Start of DATA PROVIDED
Issue #662, opened 2022-02-16
Improve logos on the landing page.


lemonsaurus:
Right now, there are three problems with the logos displayed in our sponsor hero and in the footer of the site.

## An alignment issue with the logos on Windows.
This problem is described in #458. We should optimize the `background-position` so that these logos will be optimally aligned on Windows machines, since our typical visitor is a Windows user.

## Hacky filtering to turn logos into white logos
Right now, we're using `filter` in CSS to turn the Django and Linode logos into something that will fit on our footer. This causes a weird display problem on mobile (seen in #458), and also poses a problem for implementing the dark theme. Let's just add staticfiles for these logos in the right size, and we will reduce the load time and make it much easier to build a dark theme around.

## Sponsor logos are arbitrarily sized
Why is the CloudFlare logo absolutely _enormous_, but other logos (like netCup) are _tiny_? It certainly doesn't represent the scope of the partnerships we have with these companies. Let's try to make these sizes more even, or choose different logos that can better fit into a smaller space for some partners.

I'll be tackling this personally.

hedyhli:
> (Re: Hacky filtering on footer logos)
> [...] and also poses a problem for implementing the dark theme

The alignment issue still exists, and it would be good if the linode logo green color is preserved, however there is no issue in dark theme caused by this 👍.

> Sponsor logos are arbitrarily sized

This issue would be fixed in my dark theme PR (#1176).

hedyhli:
A little update on this issue since the dark theme has been merged.

> Hacky filtering to turn logos into white logos

We now have dark versions of logos for django and linode in our static assets made by lemon.

> Sponsor logos are arbitrarily sized

This issue is now fixed IMO. All sponsor logos in the first two rows take up the same height and 1/3 of the total width. Netlify and Cloudflare use the same width as others but share the last row with 1/2 of the total width.

On mobile, I've made all logos fit the (slimmer) horizontal width with a dynamic height.

PR #1176, opened 2023-12-14
Dark theme

### LINKED ISSUE #362: Implement a dark theme
There's been some requests for a dark theme, and we came up with a feasible way this could be implemented.

First, let's solve the actual theming on `django-simple-bulma` instead of here. I've created an issue for this, and until this issue is solved, this issue will be blocked.
https://github.com/python-discord/django-simple-bulma/issues/46

Second, we just create an alternative theme by passing in a dict of alternate variables into `BULMA_SETTINGS`, and then ensuring we have the right bulma classes applied to the right parts of the site. We probably need to apply a class to the background of the page itself, everything is very white currently.

Third, we need some way for our users to toggle this on and off. ~~We could put a switch in the user settings, so that users would have to log in with OAuth and set their preference.~~ We could put a simple on off switch somewhere on the page and use some sort of cookie or something to store it for that session.

hedyhli:
<details>
<summary> Old PR description </summary>
I have pulled in @GDWR's work and new changes from main.

I have also went ahead and fixed all the conflicts.

This is intended to supplement the original PR #657, in case anyone working on #362 wishes to base the work on top of this one.

~~Unfortunately I did the pull from main in 2 stages, which created two commits of the same message. I couldn't find a way to rectify this without having to fix the conflicts all over again, which is rather laborious.~~

**NOTE**
As of writing, no significant changes were made to GDWR's original implementation. Only trivial ones which were necessary for fixing conflicts.

**PR Status**
For anyone looking to work on top of it, these things have already been done:
- Live theme toggle
- Set of colors in `settings.py` for dark theme
- Most of the colors throughout the site

The rest of the work, IMO, would involve mostly trivial color fixes and testing for the toggle button.
However, some decisions are to be made about the colors, such as the bright blurple, the (hardcoded-color-heavy) timeline page, and the footers.

</details>

---

This PR attempts to revive the work of previous contributors adding a dark theme for the pydis site. Hopefully, if this does not become another stale PR like the unfortunate ones before it, it should close #362.

## Note to reviewers

 Most of the files in the diff are just about adding bulma color classes so they can be displayed correctly in dark mode, you are encouraged to make use of the `Viewed` checkbox. The bulk of the work in this PR is in these files:

1. `pydis_site/settings.py`
1. `pydis_site/static/js/base/themes.js`
1. `pydis_site/templates/base/navbar.html`
1. `pydis_site/static/css/base/themes.css`
1. `pydis_site/static/css/home/index.css`
1. `pydis_site/static/css/home/index.html`

See, not so many files at all :)

I've made a number of notes throughout the diff to hopefully accompany reading of those changes, in places where changes might be questionable.

### JavaScript

Handles:
- Switch toggle click - apply theme and save preference
- Applying correct theme on page load

excalidraw export

[View on excalidraw](https://excalidraw.com/#json=qjE0H2NhmbpHBsosmPwuA,0mTLQehFoPxhOrYm4T5V3Q)

### Themes

- The task of including the actual dark theme is delegated to django-simple-bulma, using a set of colors specific for dark mode, defined in `settings.py`.
- Throughout the site, bulma's classes to control colors are applied so that they can switch accordingly to the site's theme; these are the bulk of this PR's file diffs.
- django-simple-bulma template tag is used and both the default and the dark theme stylesheet is included on every page.
- When applying themes, ~~the stylesheet that is unused for that theme is set to have attribute disabled, so the browser uses only one stylesheet~~ (this old method causes FOUC doing theme switches. Now I'm using only one stylesheet and switching its href attribute instead).

### Changes to GDWR's implementation

- Local storage is used rather than cookies to store the user preference for reasons described here 058b5623.
- Removed JQuery dependency on _every page that didn't used to use JQuery_ by rewriting some of the code that depended on JQuery.
- Some other refactors to the javascript.
- Applied bulma classes to some other parts of the sites to ensure themes display correctly.
- Added setting `data-theme="dark"` in the root html element to make CSS styling easier which targets specifically for dark mode.
- Different way to switch stylesheets which happens to eliminate FOUC

### Known limitations

- UI
  - Existing hardcoded colors throughout the site appears to be arbitrarily chosen to make it look best on the specific case, so I did the same where applicable for the dark colors (mostly drop shadows and border colors)
- UX
  - ~~There is a latency in applying the current theme on page load, because this operation is only done after the page is loaded.~~ (this is now fixed thanks to @wookie184)
  - ~~Sometimes, not always, there is a flash of unstyled content (FOUC) effect when switching themes.~~ This is now fixed with the tradeoff of slightly more brittle javascript code.
  -  FOUC when switching system preference while the site is live. See [this comment](https://github.com/python-discord/site/pull/1176#pullrequestreview-1834627048).
- Code
  - Bulma supports neither CSS variables (see [jgthms/bulma#1837], and [[this branch](https://github.com/jgthms/bulma/tree/bulma-v1-css-variables)]) nor any good theming API to make this easier (the `scheme*` variables, due to limitation of django-simple-bulma requiring all variables to be predefined as bulma SCSS aren't imported first, makes defining them in `settings.py` verbose, even so, using these `scheme` variables leads to inconsistency due to limited support for the full range of bulma color variables (only `black*` and `white*` colors are supported, no `grey*`)).

    What I ended up doing is copying bulma CSS attributes where applicable and modifying only the colors.

## Demo

<details><summary>Live system color scheme preference change</summary>

https://github.com/python-discord/site/assets/50042066/867c2ee7-9f49-43f6-88a5-dfeb60f6b104

</details>

## Thanks

This PR's work stands on the shoulder of giants. Notably, with thanks to:

- Lemon for the beautiful switch design and implementation ideas in the original issue,
- GDWR for initial implementation and bulk of the work on applying the bulma classes,
- Contributors to django-simple-bulma adding the theme feature.

## Todo

- [x] Fix homepage wave
- [x] Fix homepage hardcoded colors
- [x] Fix the hardcoded colors on the timeline page
- [x] Fix colors on contributing page
- [x] Fix colors on resources page
- [x] Look for hardcoded colors elsewhere
- [x] Possibly reconsider how the dark theme is applied so that it is the most minimal, performant, and maintainable (like using [localstorage](https://caniuse.com/?search=localstorage) [rather than cookies](https://web.dev/patterns/theming/theme-switch#js)?)
- [x] Respect `@media` query if user preference not already recorded

--- WIP ➡️  ready for review ---

- [x] Device & browser testing for the switch


jchristgit:
> Unfortunately I did the pull from main in 2 stages, which created two commits of the same message. I couldn't find a way to rectify this without having to fix the conflicts all over again, which is rather laborious.

You could try to squash the commits in an interactive rebase. Or use `git rerere` (reuse recorded resolution)

hedyhli:
@jchristgit thanks for these ideas. Unfortunately interactive rebase didn't seem to work as they were merge commits, and AIUI rerere only takes effect after it is enabled. I have made it into a single commit and force pushed, so all good now. (Made use of `git checkout --theirs <file>` which sped things up.)

Lint check is also fixed.

pydis_site/static/images/waves/wave_white.svg
GDWR, line 1: Oops lol, thats a hilarious commit

pydis_site/context_processors.py
```diff
@@ -1,7 +1,7 @@
 from django.conf import settings
-from django.template import RequestContext
+from django.http import HttpRequest
 
 
-def git_sha_processor(_: RequestContext) -> dict:
+def git_sha_processor(_: HttpRequest) -> dict:
```
hedyhli, line 5: Hi @GDWR, it's totally fine if you don't remember anymore, but would you happen to know why this change was required in your original PR?

pydis_site/static/images/waves/wave_black.svg
```diff
@@ -0,0 +1,77 @@
...
+         offset="100%"
+         id="stop4" />
+    </linearGradient>
+  </defs>
+  <path
+     fill="url(#a)"
+     fill-rule="evenodd"
+     d="M 1599.995,17.566918 C 1289,17.566918 1190.102,-0.03623696 789,5.6042811e-5 389,5.6042811e-5 289,17.566918 0,17.566918 v 11.178914 h 1600 c 0,0 -0.01,-6.968673 -0.01,-11.178914 z"
+     id="path9"
+     style="fill:#2C2F33;fill-opacity:1;stroke-width:0.381026" />
```
hedyhli: This file was copied as-is from `wave_white.svg`, only changing the fill color to `#2C2F33`, the primary site background color defined in `settings.py`.

pydis_site/static/css/home/index.css
```diff
@@ -107,6 +111,10 @@ h1 {
     margin: 0 1em;
 }
 
+[data-theme="dark"] #showcase .box {
+    box-shadow: 0 0.5em 1em -0.125em rgb(10 10 10 / 10%), 0 0px 0 1px rgb(10 10 10 / 2%);
```
hedyhli: This was copied as-is from bulma's own code, only changing the shadow colors to match those of the project cards.

hedyhli (commented):
Leaving some notes for (future) reviewers.

pydis_site/context_processors.py
GDWR: its been a while, but iirc the type was incorrect. And just thought it would be nice to correct it incase anybody ever tries to use the param.

hedyhli: Oh I see. Thanks!

hedyhli:
~~Most~~ All parts of the site that I visited have been tested to look acceptable in dark mode, I'm marking this ready for review.

pydis_site/static/images/resources/kivy.png
hedyhli, line 1: Elements in this image were placed in such a way so it looks the same as before (in light theme before this PR).

pydis_site/apps/resources/resources/automate_the_boring_stuff_book.yaml
hedyhli, line 1: I changed all "black" icons in resources to use dark so they can show up correctly in dark theme. For some reason I couldn't make black icons show as white without writing the CSS manually.

The tradeoff is that they're all blurple now due to being links.

pydis_site/apps/resources/resources/kivy.yaml
hedyhli, line 1: The existing kivy title image is dark and transparent making it hard to read in dark mode.

I've merged the icon and title image together into one image so it appears more consistent with other title images.

pydis_site/settings.py
hedyhli, line 1: These colors were adjusted with accessibility in mind.

django-simple-bulma does not support including the default variables into per-theme variables, so those non-color related variables have to be repeated for dark theme.

It also doesn't support reusing of default Bulma variables, so we have to define it ourselves before using it (in which case I've copied Bulma's colors for it).

pydis_site/static/css/home/index.css
```diff
@@ -218,21 +241,72 @@ h1 {
     text-align: center;
 }
 
-#sponsors .columns {
-    display: block;
-    justify-content: center;
-    margin: auto;
-    max-width: 80%;
+[data-theme="dark"] #sponsors {
+    background-color: #2C2F33 !important;
```
hedyhli: The sponsors section have been revamped so they can be displayed nicely readable in dark mode. This also happens to make their sizes more consistent for light mode (see #662).

Also see [relevant discord discussion](https://discord.com/channels/267624335836053506/635950537262759947/1193170173574774855).

pydis_site/templates/home/index.html
```diff
@@ -181,35 +181,39 @@ <h1 class="is-size-1">Projects</h1>
...
 
   <!-- Sponsors -->
-  <section id="sponsors" class="hero is-light">
+  <section id="sponsors" class="hero has-background-white-ter">
     <div class="hero-body">
       <div class="container">
         <h1 class="title is-6 has-text-grey">
           Sponsors
         </h1>
-        <div class="columns is-mobile is-multiline">
```
hedyhli, line 190: Read together with [this](https://github.com/python-discord/site/pull/1176#discussion_r1454365099) comment.

hedyhli (commented):
Some more notes.

wookie184 (changes requested):
This is really good! This review is just from me playing around with the site in firefox, on desktop. I'll try an have a check in chrome and on mobile when I get a chance, and have a better look at the code changes, but honestly i'm not sure i'll have much else to say since this seems great to me already!

-----
Regarding
> There is a latency in applying the current theme on page load, because this operation is only done after the page is loaded.

which causes a small flash on the page in some cases, I think we can safely set the style sheets before the page is loaded by moving this code out of the `DOMContentLoaded` listener which should prevent flashing.
```js
let theme;
const systemPrefersDark = window.matchMedia("(prefers-color-scheme: dark)");

if (systemPrefersDark.matches)
    theme = getCurrentTheme("dark");
else
    theme = getCurrentTheme();

setStyleSheets(theme);
```
As far as my HTML/browser understanding goes, this should work fine as long as the script tag is below the stylesheet tags it modifies, which it is currently.

-----
The titles for projects in light mode are now lighter than they were before. I think this makes them harder to read as the contrast is lower.

Before:
image

After:
image

----

The [panda3d logo on the resources page](https://deploy-preview-1176--pydis-static.netlify.app/resources/?search=panda3d) doesn't display on dark mode very well:

image

We could use a non transparent image, or only use the panda face icon and put the "panda3d" part as the title text. All the other ones seem good.

hedyhli:
@wookie184 
> I think we can safely set the style sheets before the page is loaded by moving this code out of the DOMContentLoaded listener which should prevent flashing.

This is a great idea, I've applied the change, thanks!

> The titles for projects in light mode are now lighter than they were before. I think this makes them harder to read as the contrast is lower.

This was actually the case for not just the project cards but almost all other `box` components throughout the site. I was initially planning to have it go unnoticed, however since you mentioned contrast which I hadn't considered, I've decided to fix all of them.

> The [panda3d logo on the resources page](https://deploy-preview-1176--pydis-static.netlify.app/resources/?search=panda3d) doesn't display on dark mode very well

Darn, that was a subtle one. I'm quite impressed you managed to find it! It's fixed now.

pydis_site/static/js/base/themes.js
```diff
@@ -0,0 +1,92 @@
...
+        // Let the new system preference take precedence over toggle preference
+        // on page reloads.
+        localStorage.removeItem("theme");
+        setStyleSheets(newTheme);
+        toggleThemeSwitch(newTheme);
+    })
+
+    const switchToggle = document.getElementById("theme-switch");
+    switchToggle.addEventListener("click", () => {
+        const newTheme = getCurrentTheme() === "light" ? "dark" : "light";
```
wookie184: If you have nothing set in localstorage and are on a system that prefers dark mode, the site will display in dark mode, but you have to click twice to change to light mode.

I believe this is because `getCurrentTheme` will return `light` here if there is nothing in local storage even if the current theme is dark mode because of system preference. Passing the `systemPrefers` argument here should fix it.

wookie184 (changes requested):
Tested this out on firefox/chrome on desktop and on firefox on my phone and all seems good. Just one minor thing I noticed then this should be good as far as i'm concerned.

pydis_site/static/js/base/themes.js
hedyhli: This is a good catch.

Your suggested solution does fix it. However after implementing it I decided that it made the logic and integration with `getCurrentTheme` it little complicated.

In the switch toggle our intention is to toggle the current theme. Since the `data-theme` attribute is set for all of system preference changes, switch clicks, and page loads, why not check for that instead? It makes the code cleaner and more explicit IMO. And it cannot, ever, contradict what the user actually sees the theme to be on the site.

The localStorage would then only be used when the page is first loaded to restore preference from last time.
The system preference would serve only two purposes: obtain correct theme if no localStorage preference stored, apply new theme if the system preference changes.

That's just my opinion. I can force-push any alternative implementations if you prefer.

Thanks for your thorough testing!

hedyhli (commented):
By the way, I am observing flash of unstyled content when I change the system preference and have the site automatically adapt to the new theme. It might have been caused by me fixing FOUC for switch toggle clicks, and/or FOUC on page loads.

I will probably not be fixing this for two reasons:
1. No idea how to fix for now
2. This feature is used much less often than the switch toggle, I only implemented it for completeness

If anyone has a fix though, I would gladly apply it.

pydis_site/static/js/base/themes.js
wookie184: Yeah, this is nicer, good stuff 👌

wookie184 (approved):
Perfect 🚀

lemonsaurus (approved):
Hi @hedyhli. This PR is absolutely _beautiful_ work, and it's maybe one of the best PR descriptions I've ever seen in my entire career of managing software developers. Bravo. 👏🏼 👏🏼 

The code is well documented, well implemented, and you've been extremely thorough. I have notes, but they are all cosmetic notes and everything in this PR is more or less perfectly implemented already.

# The colors
My main complaint is simply that I'm not a big fan of the colors. 

### Darker background
I think the background should be darker, and there should be more contrast between the background and the cards, for example, this is with the background set to `#1e2329` - note the contrast now between background and cards, I quite like it.
image

### Mismatched switcher purple
I don't really think this purple works well with the navbar purple:
image

### Navbar is too damn bright 😎 
Perhaps most of all, and this may be controversial, I think the navbar is far too bright when dark mode is enabled. I'd propose that we change the navbar color to be darker. For example, here it is using `#3b4774`:
image

### Darker discord component
I also think the discord component in the top right should change along with it. This would require altering the underlaying svg to maybe the same as the html background, and then changing the background-color of the <a> component to something like `#485580`:
image

# Other small stuff
I also have a few minor things that annoy me, these are not very important but I'll list them anyway.

### Sponsor logos
I get why we did this, but having a bunch of bright white boxes on the front page during dark mode irks me. Some of these logos do have dark-mode friendly alternatives available in their press kits and branding pages. For the others, I would suggest we just make some. Happy to help with this.
image

### Resource logos
Many of the resources have icky dark theme logos as well, this would also be great to fix by just creating a set of dark theme logos for each resource. 
image

### Timeline icons
Not a huge fan of the timeline icons having white backgrounds, as shown here:
image

Here's an example where the icon is darkened a bit and the circle around it is the same color as the line between the icons:
image

### Various buttons
There are a few buttons that also use the very bright navbar color, like the `"Check it out!"` button on the main page in the timeline widget. Here's an example where that one is darker:
image

# But should we merge this?
I mean, **maybe**. It's functional and these changes could all be in a separate PR, and would be easier to review and discuss if they were. It might be better for us to just merge this, migrate this review into a new issue, and tackle those changes separately. I certainly don't want to be the reason this PR goes stale.

I think you've done some tremendous work here, @hedyhli, and I'd love to see it in production very soon. On the other hand, if you are looking at these suggestions and thinking "oh okay that's easy, most of this will take me 10 minutes" and you agree with all my feedback, feel free to sneak a few of them in before we merge. It's your call. I'm approving this and you can merge if you'd like.

hedyhli:
Really appreciate this @lemonsaurus. ❤️

I agree on some of your points. I didn't have much confidence in the colors in this PR; partly due to it being my first time designing for dark mode and also due to the worry of the code being a bit too messy if I customize for dark mode too much (because of Bulma's limitations). However, I am glad you included suggested colors.

> I think the background should be darker, and there should be more contrast between the background and the cards, for example, this is with the background set to #1e2329 - note the contrast now between background and cards, I quite like it.

I spent quite some time adjusting the box shadows to try and make the boxes & cards get more contrast. Totally did not think of changing the background color instead! I will use the suggested background color.

---
> I don't really think this purple works well with the navbar purple

It looked fine to me. Is there a better color? Using the normal navbar background colors here makes the switch a bit muted and less noticeable. Maybe this could be discussed in another issue.

---
> Perhaps most of all, and this may be controversial, I think the navbar is far too bright when dark mode is enabled. I'd propose that we change the navbar color to be darker. For example, here it is using #3b4774

That hero in the screenshot looks spectacular. It absolutely feels like our ducky is browsing pydis at night. I think I'll also apply this suggestion.

---
> I also think the discord component in the top right should change along with it. This would require altering the underlaying svg to maybe the same as the html background, and then changing the background-color of the component to something like #485580

Yes, if the darker background is used, the current discord button is a bit too bright. However your proposed color seems to make the discord button not as prominent as it should be IMO. I'll see if I can find a good color for this one.

---
> Sponsor [and resources] logos

It's currently not very pretty and it can definitely be better. However, knowing how much time it took when I added those white backgrounds and given that a similar amount of time needs to be taken, I don't think I'll be fixing it in this PR.

Note to future readers: the issue is also applicable to the sponsor logos in our code jam event pages.

---
> Timeline icons

I did want to discuss this in `#dev-contrib` but the message got buried and I forgot about it, my bad! I'll probably just fix the background.

---
> Various buttons

I can update the button primary color to use the (darker) link color, it's fairly easy to change. But for an even better (and darker) button color, this could be left in a future issue.

---
**Summary**

Will fix before merge:
- [x] Background
- [x] Navbar & hero
- [x] (maybe) discord button
- [x] Timeline icon background (outline thing)
- [x] Slightly darker buttons

For another issue/PR:
- Switch button, light state background color
- [x] Homepage sponsors, resources, code jam sponsors logos (thanks to lemon for editing _all_ the images!)
- Timeline icon pastel colors
- ~A lot darker buttons~

hedyhli:
All done now!

I won't be accepting any more suggestions unless they are blatantly obvious and uncontroversial. Should be ready to merge.

Xithrius (approved):
Approval for good luck

:shipit:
End of DATA PROVIDED
**EXERCISE GOAL:**
Collect every line with the string "absolutely" from the records, and copy each.

**TASK ANSWER:**
Why is the CloudFlare logo absolutely _enormous_, but other logos (like netCup) are _tiny_? It certainly doesn't represent the scope of the partnerships we have with these companies. Let's try to make these sizes more even, or choose different logos that can better fit into a smaller space for some partners.
Hi @hedyhli. This PR is absolutely _beautiful_ work, and it's maybe one of the best PR descriptions I've ever seen in my entire career of managing software developers. Bravo. 👏🏼 👏🏼 
That hero in the screenshot looks spectacular. It absolutely feels like our ducky is browsing pydis at night. I think I'll also apply this suggestion.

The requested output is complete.